PREMISE 1: MATTER OCCUPIES SPACE.

PREMISE 2: SPACE IS INFINITELY DIVISIBLE.

CONCLUSION: MATTER IS INFINITELY DIVISIBLE.
 
vectorcube
 
Reply Thu 13 Aug, 2009 04:52 am
@diamantis,
Premise 2 can be challenged, because if space-time is discrete, then it is meaningless to talk of dividing something without space.
 
Serena phil
 
Reply Thu 13 Aug, 2009 05:15 am
@diamantis,
It is my understanding that as long as matter is presentable, it can thus be perpetually divided.

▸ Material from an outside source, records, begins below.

Issue #8480, opened 2020-11-13
Random crashes from Icinga Agents on Windows after Deployments


stevie-sy:
## Describe the bug

Since a few weeks, we are facing some issues with our Icinga Agent setups on Windows. We hoped that this problem is gone with 2.11.6 and the fixes #8337 #8308. But it doesn’t. 

So after a while – we think since 2.11.4 – we often have the problem, that our agents are crashing without realizing a particular problem. On the other hand the agent installation on Linux is working fine. On our more than 500 Windows servers (W2012R2, W2016, W2019) not always the same servers are affected. This means that the crashes seems to have happened randomly across our server farm.

We started to write a matrix to find some similarities. What we find out, is following:
- Most of the crashes happens on W2012 R2 servers. Until now there were not very much crashes on servers with W2016 and W2019, but there are some. 
- It mostly happens after we changed something in the director. E.g. in the service sets, service apply rules etc.. So those things that were deployed via the zone „director-global“ on every node. A few minutes after a deployment one of our agents is crashing. Importing/Deleting new hosts doesnt affect.
- We also noticed, that after (manual) deployment the check „load“ is for short time 100% on some servers!

What we still find out about the crashes is following:
- Most of the time the icinga daemon ist stopped completely. And that regardless of the fact, that our server admins configured the daemon in that way, that the service should restart by default. But it didn’t. 
- Sometimes the daemon is running, but  stops checking. In this case no stack trace file is created or EventLog event is created. After restarting the daemon manually it works again. These are the cases where we saw the load is at 100%.

- Sometimes a stacktrace is written. But sadly, it is a bit meaningless. We can’t find much useful information whats going on. We only know that there is a unhandled  SEH  exception. You’ll find some examples in the attachment. 
[report.1604399476.816000.txt](https://github.com/Icinga/icinga2/files/5536143/report.1604399476.816000.txt)
[report.1604657998.669000.txt](https://github.com/Icinga/icinga2/files/5536144/report.1604657998.669000.txt)
[report.1604314931.001000.txt](https://github.com/Icinga/icinga2/files/5536146/report.1604314931.001000.txt)

- Sometimes we find events in the Windows Eventlog after a crash. Depending on the expection code are following files from Windows involved: 

> exception code: 0xe06d7363
> diffrent fault offsets at : 0x0000000000007afc (W2012R2)), 0x0000000000039689 (W2019)
> Faulting module path: C:\Windows\system32\KERNELBASE.dll

[...]

PR #8614, opened 2021-01-27
Improve handling of exceptions thrown by RunWorker

julianbrost:
This PR improves two aspects of exception handling for `RunWorker`:
* On Windows, previously exceptions weren't caught at all.
* On other platforms, there was only a `catch (...)`, this adds a handler for `std::exception` printing a log message.

refs #8480 (probably not a "fixes" but should give more useful information there)

### DIFF
--- a/lib/cli/daemoncommand.cpp
+++ b/lib/cli/daemoncommand.cpp
@@ -688,7 +688,11 @@ int DaemonCommand::Run(const po::variables_map& vm, const std::vector<std::strin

When it is completely depleted of all properties, it will finally be reduced to "nothing" in which nothing is presentable to divide.
 
vectorcube
 
Reply Thu 13 Aug, 2009 06:54 am
@Serena phil,
Serena;82933 wrote:
It is my understanding

that as long as matter is presentable, it can thus be perpetually divided. When it is completely depleted of all properties, it will finally be reduced to "nothing" in which nothing is presentable to divide.


Don` t make sense.
 
richrf
 
Reply Thu 13 Aug, 2009 07:00 am
@diamantis,
diamantis;82926 wrote:
[CENTER][CENTER]Thought experiment
(Deductive reasoning)
Syllogism [/CENTER]
[/CENTER]


PREMISE 1: MATTER OCCUPIES SPACE.

PREMISE 2: SPACE IS INFINITELY DIVISIBLE.

CONCLUSION: MATTER IS INFINITELY DIVISIBLE.


Hi,

I guess we run into problems with Premise 1, since experiments using classical instruments, do not allow us to understand what is happening at the quantum level (e.g. photons, electrons, etc.).

Whatever it is, it is neither a particle of matter or is it a wave, but it is something that is sometimes referred to as a wave-particle, but no one knows what it is. Scientists and philosophers can only speculate and interpret what they are measuring. However, it is certainly not simply a particle of matter.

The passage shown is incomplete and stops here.